Study design: A retrospective cohort study.
Objective: To describe the incidence and duration of low back pain in patients from the general working population in Norway who take at least 2 weeks of compensated absence from work.
Summary of background data: There is a growing concern about the proportion and socioeconomic consequences of work absence resulting from low back pain, and exact figures on incidence and duration of work incapacity from low back pain in the general working population are needed.
Methods: Cases were identified from files of the national medical insurance system, covering 90% of all employees in Norway. A total of 89,190 patients with low back pain were identified in 1995 and 1996, based on the International Classification of Primary Care (ICPC codes L02, L03, L84 and L86). Census data were used for the denominators.

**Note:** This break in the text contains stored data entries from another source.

PR #3125, opened 2021-06-14
Surface shader time per frame in the Performance page

kenzieschmoll:
Fixes https://github.com/flutter/devtools/issues/3043. This PR:

- Adds logic to calculate the amount of time spent on Shader compilation for a single frame.
- Adds a warning icon on flutter frames that have Shader compilation time
- Adds info about shader compilation time to the tooltip for a flutter frame
- Colors shader events in the timeline with the Raster Jank Color we use in the flutter frames chart

Screen Shot 2021-06-14 at 4 15 26 PM
Screen Shot 2021-06-14 at 4 12 03 PM

**[EDIT with some UI changes from review comments]**
@InMatrix for some UX input on colors here

shader-compilation
Screen Shot 2021-06-15 at 12 10 01 PM
Screen Shot 2021-06-15 at 12 10 20 PM

### DIFF
--- a/packages/devtools_app/lib/src/performance/flutter_frames_chart.dart
+++ b/packages/devtools_app/lib/src/performance/flutter_frames_chart.dart
@@ -257,6 +257,10 @@ class FlutterFramesChartItem extends StatelessWidget {
   static const selectedFrameIndicatorKey =
       Key('flutter frames chart - selected frame indicator');
 
+  // TODO(kenz): instead of hard coding 4, factor in the display refresh rate to
+  // calculate 1/4 of the target frame time.
+  static const shaderTimeThreshold = Duration(milliseconds: 4);
+
   final FlutterFrame frame;
 
   final bool selected;
@@ -273,6 +277,10 @@ class FlutterFramesChartItem extends StatelessWidget {
 
     final bool uiJanky = frame.isUiJanky(displayRefreshRate);
     final bool rasterJanky = frame.isRasterJanky(displayRefreshRate);
+    final bool hasShaderJank = frame.hasShaderTime &&
+        rasterJanky &&
+        frame.shaderDuration > shaderTimeThreshold;
+
     // TODO(kenz): add some indicator when a frame is so janky that it exceeds the
     // available axis space.
     final ui = Container(
@@ -293,7 +301,7 @@ class FlutterFramesChartItem extends StatelessWidget {
       children: [
         // TODO(kenz): make tooltip to persist if the frame is selected.
         DevToolsTooltip(
-          tooltip: _tooltipText(frame),
+          tooltip: _tooltipText(frame, hasShaderJank),
           padding: const EdgeInsets.all(denseSpacing),
           child: Container(
             padding: const EdgeInsets.symmetric(horizontal: densePadding),
@@ -319,7 +327,7 @@ class FlutterFramesChartItem extends StatelessWidget {
             color: defaultSelectionColor,
             height: selectedIndicatorHeight,
           ),
-        if (frame.hasShaderTime)
+        if (hasShaderJank)
           Row(
             mainAxisAlignment: MainAxisAlignment.center,
             children: const [
@@ -330,11 +338,11 @@ class FlutterFramesChartItem extends StatelessWidget {
     );
   }
 
-  String _tooltipText(FlutterFrame frame) {
+  String _tooltipText(FlutterFrame frame, bool hasShaderJank) {
     return [
       'UI: ${msText(frame.uiEventFlow.time.duration)}',
       'Raster: ${msText(frame.rasterEventFlow.time.duration)}',
-      if (frame.hasShaderTime) 'Skia.Shaders: ${msText(frame.shaderDuration)}',
+      if (hasShaderJank) ...['Skia.Shaders: ${msText(frame.shaderDuration)}'],
     ].join('\n');
   }
 }
--- a/packages/devtools_app/lib/src/performance/flutter_frames_chart.dart
+++ b/packages/devtools_app/lib/src/performance/flutter_frames_chart.dart
@@ -2,6 +2,7 @@
 // Use of this source code is governed by a BSD-style license that can be
 // found in the LICENSE file.
 
+import 'dart:async';
 import 'dart:math' as math;
 
 import 'package:flutter/material.dart';
@@ -201,6 +202,8 @@ class _FlutterFramesChartState extends State<FlutterFramesChart>
         _legendItem('Frame Time (Raster)', mainRasterColor),
         const SizedBox(height: denseRowSpacing),
         _legendItem('Jank (slow frame)', uiJankColor),
+        const SizedBox(height: denseRowSpacing),
+        _legendItem('Shader Compilation', shaderCompilationColor),
       ],
     );
   }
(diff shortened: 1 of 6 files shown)


kenzieschmoll:
@jacob314 currently we are showing the warning icon for any frame that has shader time, should we only show the warning icon if the GPU portion of the frame exceeds 16.6 ms?

jacob314:
This is really exciting.
We should update https://flutter.dev/docs/perf/rendering/shader to use a screenshot from DevTools. It is MUCH clearer than the one from observatory that is there currently.

High level: I'd love to make it even more obvious you have shader jank when there is significant shader jank that is causing missed frame.
This is because when have shader compilation jank, there are specific steps you can take to fix the problem that are very different from steps you would take for other performance problems.
Ways to make it more obvious: 
1. Make the tooltip link directly to https://flutter.dev/docs/perf/rendering/shader#how-to-use-sksl-warmup to tell people how to fix the problem.
2. As a follow up CL, surface errors in the IDE when there is particularly bad shader compilation jank on app startup.
3. Perhaps show the fraction of Raster time that is shader jank as part of the bar (make it a stacked bar chart)?
4. Make the warning icon on the timeline blink when there is shader compilation jank or at least when there is bad shader compilation jank.

jacob314:
We should only show the warning when the GPU portion of a frame is > 16ms and probably only if the shader compilation jank is a significant portion of the time (e.g. maybe > 8ms?).

packages/devtools_app/lib/src/performance/flutter_frames_chart.dart
```diff
@@ -315,13 +319,23 @@ class FlutterFramesChartItem extends StatelessWidget {
             color: defaultSelectionColor,
             height: selectedIndicatorHeight,
           ),
+        if (frame.hasShaderTime)
```
jacob314, line 322: use a minimum threshold for the amount of shader time (maybe 4 or 8ms) and only warn if the frame missed the raster time target.

packages/devtools_app/lib/src/performance/flutter_frames_chart.dart
```diff
@@ -315,13 +319,23 @@ class FlutterFramesChartItem extends StatelessWidget {
...
     );
   }
 
   String _tooltipText(FlutterFrame frame) {
-    return 'UI: ${msText(frame.uiEventFlow.time.duration)}\n'
-        'Raster: ${msText(frame.rasterEventFlow.time.duration)}';
+    return [
+      'UI: ${msText(frame.uiEventFlow.time.duration)}',
+      'Raster: ${msText(frame.rasterEventFlow.time.duration)}',
+      if (frame.hasShaderTime) 'Skia.Shaders: ${msText(frame.shaderDuration)}',
```
jacob314, line 337: Add a link to the tooltip and a message explaining that shader compilation jank can usually be eliminated with caching.

packages/devtools_app/lib/src/performance/performance_model.dart
```diff
@@ -427,14 +427,30 @@ class FlutterFrame {
...
+
+  Duration get shaderDuration {
+    if (_shaderTime != null) return _shaderTime;
+    int sumShaderMicros = 0;
+    breadthFirstTraversal<TimelineEvent>(
+      rasterEventFlow,
+      action: (TimelineEvent event) {
+        // Shader events with a shader event parent should not be included in the
+        // sum because the parent event will encompass the time of [event].
+        if (event.isShaderEvent &&
```
jacob314, line 442: to make this less fragile: we could union all intervals of time with shader events. Add a TODO to add a helper class for performing efficient time interval union computation. Basically you should just be able to call addInterval repeatedly on the class and then query for the total interval without relying on  a specific structure of shader events. This current code could be broken if there ever happen to be non-shader events interleaved with shader events in which case it would report overly large ranges.

jacob314 (commented):
Can't wait to see this land!

packages/devtools_app/lib/src/performance/flutter_frames_chart.dart
kenzieschmoll: done.

packages/devtools_app/lib/src/performance/performance_model.dart
kenzieschmoll: added todo

packages/devtools_app/lib/src/performance/flutter_frames_chart.dart
kenzieschmoll: AFAIK flutter doesn't support rich tooltips with links, so we'll likely have to use the hovercard impl we use in the debugger for this. I'll look into that.

packages/devtools_app/lib/src/performance/flutter_frames_chart.dart
```diff
@@ -330,11 +338,11 @@ class FlutterFramesChartItem extends StatelessWidget {
     );
   }
 
-  String _tooltipText(FlutterFrame frame) {
+  String _tooltipText(FlutterFrame frame, bool hasShaderJank) {
     return [
       'UI: ${msText(frame.uiEventFlow.time.duration)}',
       'Raster: ${msText(frame.rasterEventFlow.time.duration)}',
-      if (frame.hasShaderTime) 'Skia.Shaders: ${msText(frame.shaderDuration)}',
+      if (hasShaderJank) ...['Skia.Shaders: ${msText(frame.shaderDuration)}'],
```
jacob314, line 345: Lets give this a clearer name than Skia.Shaders. Perhaps `Shader Compilation` or use other terminology consistent with the documentation on early onset jank.

kenzieschmoll: done

kenzieschmoll:
> Make the warning icon on the timeline blink when there is shader compilation jank or at least when there is bad shader compilation jank.

dark-mode-shader-jank-animation light-mode-shader-jank-animation

packages/devtools_app/lib/src/performance/flutter_frames_chart.dart
kenzieschmoll: added a TODO to do this in a follow up PR

jacob314: One other idea is to use the sort of overlay we use to warn about profile vs debug mode to warn about this.
The overlay could summarize the total impact of shader jank for the CPU profile. For example: 
"7 frames janked due to shader compilation with a total of ???ms spent on shader compilation.
To precomple shaders, see the instructions on this doc. That also has the benefit that users do not have to hover to see the message. We could also dispatch this as an error so it is shown to IDE users using the same Flutter.Error used for errors dispatched from Flutter. Fine to do that as a follow up PR.

jacob314:
> > Perhaps show the fraction of Raster time that is shader jank as part of the bar (make it a stacked bar chart)?
> 
> > Make the warning icon on the timeline blink when there is shader compilation jank or at least when there is bad shader compilation jank.
> 
> dark-mode-shader-jank-animation
> shader-compilation
> 
> > surface errors in the IDE when there is particularly bad shader compilation jank on app startup
> 
> filed [flutter/flutter-intellij#5581](https://github.com/flutter/flutter-intellij/issues/5581) to track

The yellow is a bit confusing as it seems like less of an error than red when if anything this is more of an error as there are more concrete steps to eliminate the time.

jacob314:
lgtm

kenzieschmoll:
> The yellow is a bit confusing as it seems like less of an error than red when if anything this is more of an error as there are more concrete steps to eliminate the time.

This matches the dark red we use in treemap diffs. WDYT?
Screen Shot 2021-06-15 at 1 09 42 PM
Screen Shot 2021-06-15 at 1 11 02 PM

InMatrix:
> Make the tooltip link directly to https://flutter.dev/docs/perf/rendering/shader#how-to-use-sksl-warmup to tell people how to fix the problem.

+1

Deep red for shader compilation looks fine.  

image

This tooltip could be misread, since the time for shader compilation is part of the time spent on the raster thread. Perhaps indenting shader compilation?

Results: The estimated overall 1-year incidence was 2.27%. It was significantly higher for women (2.72%) than for men (1.91%). The incidence increased with increasing age. The median (25th-75th percentile) duration of absence for all claimants was 43 days (25th-75th percentile, 23-103). Approximately 35% of claimants returned to work after 1 month, 70% had returned after 3 months, and 85% had returned after 6 months. Thirty percent of all claimants had low back pain with radiation, and the median duration of absence for these was 59 days (25th-75th percentile, 28-152 days) versus 38 days (25th-75th percentile, 21-86 days) for claimants without radiating pain (P < 0.001).
Conclusion: The results of this study reaffirm the burden of low back pain to society. The data show that the prognosis for the majority of this group of patients with low back pain, even for those with radiating symptoms, is generally good. From 6 to 20 weeks after onset, however, the return-to-work curve declined steeply among the individuals studied. Approximately 42% of those still off work after 6 months had not returned to work after 12 months, and were switched to permanent disability pension or other compensation forms.